Этот «прыжок через» — проверка всего искусства; он присущ самой природе творческого воображения. Он объясняет, например, как Мильтон-моралист начал делать Сатану демоном, а Мильтон-поэт закончил тем, что сделал его героем. Он объясняет слепоту американского критика, который недавно возражал против «свободного мышления» в стихотворении Карла Сэндберга, в котором сталь мыслится как сделанная из дыма и крови, и который предложил этот вопрос Моржу и Плотнику: «Как может дым, более легкий отход стали, быть одним из ее компонентов, и как могут дым, который уносится от дымохода, и кровь, которая течет в венах сталевара, быть коррелятами в их отношении к стали?» Где мы найдем этот драгоценный камень? Более двух веков назад крик Отелло после смерти Дездемоны,
“O heavy hour,
Methinks it should now be a huge eclipse
Of sun and moon!”
спровоцировал другого интеллектуалистского критика спросить, «могут ли солнце и луна оба вместе быть столь сильно затмеваемы в любой тяжелый час вообще»; но Раймера называли «худшим критиком, который когда-либо жил» за применение таких тестов к поэзии Шекспира. Более века назад некий аббат Морелле, не тронутый музыкой описания луны у Шатобриана,
«Она изливает в лесах эту великую тайну меланхолии, которую она любит рассказывать старым дубам и древним берегам моря»,
спросил своих читателей: «Как может меланхолия ночи называться тайной; и если луна рассказывает ее, как она все еще остается тайной; и как ей удается рассказывать ее старым дубам и древним берегам моря, а не глубоким долинам, горам и рекам?»

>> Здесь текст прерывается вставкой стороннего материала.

PR #196, opened 2026-05-11
Add Ok fv attribute ignores to angular eslint

rajsite:
- Added a list of attribute ignores for ok fv components, see https://github.com/ni/nimble/pull/2954
- Update CODEOWNERS to copy the pattern in nimble for fv ownership

### DIFF
--- a/.github/CODEOWNERS
+++ b/.github/CODEOWNERS
@@ -5,3 +5,9 @@
 
 # These owners will be the default owners for everything in the repo.
 * @jattasNI @rajsite
+
+# Specific content owners
+/**/fv/** @jattasNI @fredvisser
+
+# Change files don't need explicit reviewers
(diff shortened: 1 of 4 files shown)


.github/CODEOWNERS
```diff
@@ -5,3 +5,9 @@
```
rajsite, line 5: Started some offline discussion with @jattasNI if we want to track this in styleguide packages.

rajsite: Related, we should probably have the selectors be narrowly scoped, i.e. `ok-fv-card[interaction-mode]`

rajsite: brainstorming, other potential locations could be an `@ni-labs` package in this repo or in a separate repo

PR #383, opened 2017-01-20
Fixing a possible crash

sojanpr:
This fix is to wrap a possible crash when the resource cannot be
figured out with the ID. Also fixing an issue related to view iteration
logic.

@aaustin @EvangelosG @shekar9


EvangelosG:
👍

aaustin:
yuck 👍

PR #385, opened 2017-01-21
Fix proguard warnings that halt build

mikemee:
I had the same problem described here: 

https://mobilegrowth.org/questions/question/gradle-proguard-warning-with-exclude-module-answers-shim-option/

This PR has the fix proposed there, which also fixed my (identical) problem.

### DIFF
--- a/README.md
+++ b/README.md
@@ -64,7 +64,7 @@ Just add `compile 'io.branch.sdk.android:library:2.+'` to the dependencies secti
 - If you don't plan to use the `Fabric Answers` integration, and don't want to import the `answers-shim`, just import your project as follows:
 ```
 compile ('io.branch.sdk.android:library:2.+') {
-  exclude module: 'answers-shim'
+  exclude module: 'answers.shim'
 }
 ```
 - This supports minimum sdk level 15. If you want to support minimum sdk level 9 please consider using version 1.14.5


sojanpr:
@mikemee Thanks for the PR. Could you please help to  recreate and check the warning in your logs. Which version of gradle build tools you are  using?
Following is the additional dependency that we add to the  SDK
`compile 'com.crashlytics.sdk.android:answers-shim:0.0.6'` . Just wondering how `answers.shim` is working not `answers-shim`

mikemee:
@sojanpr I think it's because the class name that proguard is looking for is `com.crashlytics.android.answers.shim`. It makes sense to me that `answers-shim` won't work as a proguard instruction, because it needs to be a valid portion of class name. _Though I hardly claim to be a proguard expert!)_

I.e. the `-` vs `.` is the only problem here...

I'm using the Android gradle plug version 2.2.3, though I think it was failing with 2.2.2. (`com.android.tools.build:gradle:2.2.3`)

EvangelosG:
Hi @mikemee -- I've included Branch as follows:

```
compile ('io.branch.sdk.android:library:2.+') {
        exclude module: 'answers-shim'
}
```

& Enabled proguard for my debug build:
`proguardFiles getDefaultProguardFile('proguard-android.txt'), 'proguard-rules.pro'`

What else must I do to reproduce your issue?

mikemee:
Hi @EvangelosG - sorry this is turning into a snark hunt!

Hmm, are you also including the lines suggested in the readme in your `proguard-rules.pro` per https://github.com/BranchMetrics/android-branch-deep-linking#proguard-settings-for-leveraging-branchs-pooled-matching

I wonder if my proguard config is set to "fail on warning" and the default is not (though I don't see a setting for that with a quick look).  Fwiw, here is an extract from my `build.config`:

```
    buildTypes {
        release {
            minifyEnabled true
            shrinkResources true
            signingConfig signingConfigs.release
            proguardFile 'proguard-google-play-services.pro'
            proguardFile 'proguard-support-v7-appcompat.pro'
            proguardFile 'proguard-square-picasso.pro'
            proguardFile 'proguard-square-retrofit.pro'
            proguardFile 'proguard-gson.pro'
            proguardFile 'proguard-project.pro'
            proguardFile 'proguard-amazon.pro'
            proguardFile 'proguard-realm.pro'
            proguardFile 'proguard-branch-io.pro'
            proguardFiles getDefaultProguardFile('proguard-android.txt')
        }
        debug {
            ext.enableCrashlytics = false
        }
    }
```
I'll dig a bit more to see if there are more clues.

At the risk of stating the obvious, and/or looking silly myself!, given the errors [from here](https://mobilegrowth.org/questions/question/gradle-proguard-warning-with-exclude-module-answers-shim-option/) that look like this:
```
Warning: io.branch.referral.ExtendedAnswerProvider: can’t find referenced class com.crashlytics.android.answers.shim.
```
you'll probably need your test case app to include `crashlytics` (from `fabric.io`). Mine does anyway. Perhaps that's a factor?

mikemee:
FYI, I include branch in my `build.gradle` as follows (using `answers-shim` causes the proguard warning that stops the build):
```
    compile ('io.branch.sdk.android:library:2.5.6') {
        exclude module: 'answers.shim'
    }
```
_(I use the specific version number so lint doesn't complain.)_

sojanpr:
Tested and seem like both `answers-shim` and `answers.shim` works fine.  Since lot of our partners are already using `answers-shim` and have no issues , can we keep this unchanged and mention this in the trouble shooting session of  README

sojanpr:
Updated Read me with the trouble shooting tip
https://github.com/BranchMetrics/android-branch-deep-linking/commit/11a81f799296cf9d6968e05c1e03a23b720ef12a

PR #399, opened 2017-02-17
Enabling delayed intents for all sdk versions

sojanpr:
Since delayed intents  handling  seem more reliable and not causing any
integration issues adding this to all supported SDK versions.
This will make single route for all `StartSession` process .
This will fix the issue of Strong match url not being kicked from pre M
device

@EvangelosG


EvangelosG:
👍

PR #403, opened 2017-02-28
Branch Search 2

sojanpr:
Refactoring to add new search interfaces

@EvangelosG @zeeshabnc


Branch-SDK/src/io/branch/search/DeleteFromSearch.java
```diff
@@ -0,0 +1,35 @@
...
+import io.branch.referral.Branch;
+
+/**
+ * Created by sojanpr on 3/2/17.
+ * <p>
+ *     Provides methods to Delete the contents added to Local search
+ *     @see {@link BranchUniversalObject#listOnSamsungSearch()} and {@link SearchBuilder}
+ * </p>
+ */
+public class DeleteFromSearch {
```
zeeshabnc: Where does this get used??

Branch-SDK/src/io/branch/search/RecommendationBuilder.java
```diff
@@ -0,0 +1,165 @@
...
+
+    /**
+     * Add the given app to the app preference list. Caller can add any number of preferred apps
+     * The recommended content list will include only contents from the preferred apps.
+     * If no apps added, the content recommendations are left unfiltered with apps
+     *
+     * @param packageName {@link String} package name for the apps to be added to the preferred list
+     * @return RecommendationBuilder instance for chaining
+     */
+    public RecommendationBuilder addPreferredApp(String packageName) {
```
zeeshabnc: Whats the usecase for preferred apps?

Branch-SDK/src/io/branch/indexing/BranchUniversalObject.java
```diff
@@ -925,11 +926,69 @@ public void onChannelSelected(String channelName) {
...
+     *
+     * @param userAction A {@link String }with value of user action name. See {@link io.branch.referral.util.BranchEvent} for Branch defined user events.
+     * @return {@code true} if content successfully added to samsung search
+     */
+    public boolean listOnSamsungSearch(String userAction) {
+        boolean isContentAdded;
+        Context context = Branch.getInstance().getAppContext();
+        String url = getShortUrl(context, new LinkProperties().setChannel("Branch Search"));
+        isContentAdded = BranchSearchServiceConnection.getInstance().addToSharableContent(this, context.getPackageName(), url);
+        if (!TextUtils.isEmpty(userAction)) {
```
sojanpr: These are the service connection methods and service connection make call to aidl. Agree that it is good to have same names

Branch-SDK/src/io/branch/search/DeleteFromSearch.java
sojanpr: This class is to hold the deleteFromIndex and deleteAllFromIndex Apis. Don't wanted to add that functionality to Branch.java
usage would be
`DeleteFromSearch.deleteFromSamsungSearch()`

Branch-SDK/src/io/branch/search/RecommendationBuilder.java
sojanpr: preferred apps provide a a filtering for results in recommendation. If preference added only  contents from those apps will appear in th recomemndation

Branch-SDK/src/io/branch/search/SearchBuilder.java
```diff
@@ -0,0 +1,146 @@
...
+        this.maxContentResults = maxContentResults;
+        return this;
+    }
+
+    /**
+     * Add the preferred  apps to search with. Setting this option will return only result associated with the specified app
+     * @param packageName package name for the preferred app
+     * @return SearchBuilder instance for  chaining
+     */
+    public SearchBuilder addPreferredApp(String packageName) {
```
zeeshabnc: I don't think we have a usecase for this right now, so lets not add it just yet. We are not providing the ability to search just within specific apps, so lets add it only when we want to document / support the use case. But useful to know that we can support it out of the box

Branch-SDK/src/io/branch/search/RecommendationBuilder.java
zeeshabnc: From a recommendation standpoint, lets not add this usecase. We should just power recommendations based on what we think is most useful. When we have a solid usecase for this, we can add it in then. Lets keep the API to the small subset of what we think is a valuable value prop right now.

Branch-SDK/src/io/branch/search/SearchBuilder.java
```diff
@@ -0,0 +1,146 @@
...
+
+/**
+ * Created by sojanpr on 3/1/17.
+ * <p>
+ * Builder for Branch local search query. Use this builder to customise your search for contents
+ * with Branch search
+ * </p>
+ */
+public class SearchBuilder implements Parcelable {
+    private static final int DEF_MAX_APP_RESULT = 3;
```
zeeshabnc: Lets have 4 apps as default?

PR #405, opened 2017-03-07
Avoid race condition

mateherber:
Fetch WeakReference value to local variable to avoid race condition which ends up in npe.


EvangelosG:
Hi @mateherber -- how is this different from the line you removed?

`Context context = (currentActivityReference_ != null && currentActivityReference_.get() != null) ? currentActivityReference_.get().getApplicationContext() : null;`

Let me know!

mateherber:
Hi @EvangelosG!

In the second case after **currentActivityReference_.get() != null** and before **currentActivityReference_.get().getApplicationContext()** weakreference can be dismissed so second get can be null even if the nullcheck passed just before. If you cache it in a local variable (hold the strong reference) it is not the case

sojanpr:
@mateherber  Thanks for mentioning it. Since this method is executed on Main thread do you think there is chance for Weak reference of Activity can change before and after of the  `if` statement?

mateherber:
@sojanpr We're getting nullptr exceptions using this version right there in production.

sojanpr:
@mateherber  Thanks for the  update. Even though couldn't find the way for this to happen, agree with you that above is the best practice when dealing with weak references. We will add this with our next release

Это просто преувеличения неизбежного последствия переноса настроения реальной жизни в мир воображения. «Смысл, смысл, ничего кроме смысла!» — воскликнул великий австрийский поэт, — «как будто поэзия в отличие от прозы не всегда была своего рода божественной бессмыслицей. Каждый поэтический образ несет в себе свое собственное верное доказательство того, что логика не является арбитром искусства». И Альфьери говорил за каждого поэта в мире, когда сказал о себе: «Рассуждение и суждение для меня — лишь чистые и благородные формы чувства». Опытный экономист, философ или моралист, исследующий идеи поэта, всегда, вероятно, скажет: «Это не ясно продуманные или логические идеи; это просто причуда или вдохновение поэта»; и это высшая похвала поэту. Если эксперт находит тщательно обоснованный трактат, мы можем быть уверены, что не найдем никакой поэзии. Это видение реальности, а не реальность, воображение, а не мысль или мораль, что дает нам художник; и его духовный мир, со всем, что он значит для парящей жизни человека, увядает и исчезает, когда мы не приносим к нему иного теста, кроме теста реальности.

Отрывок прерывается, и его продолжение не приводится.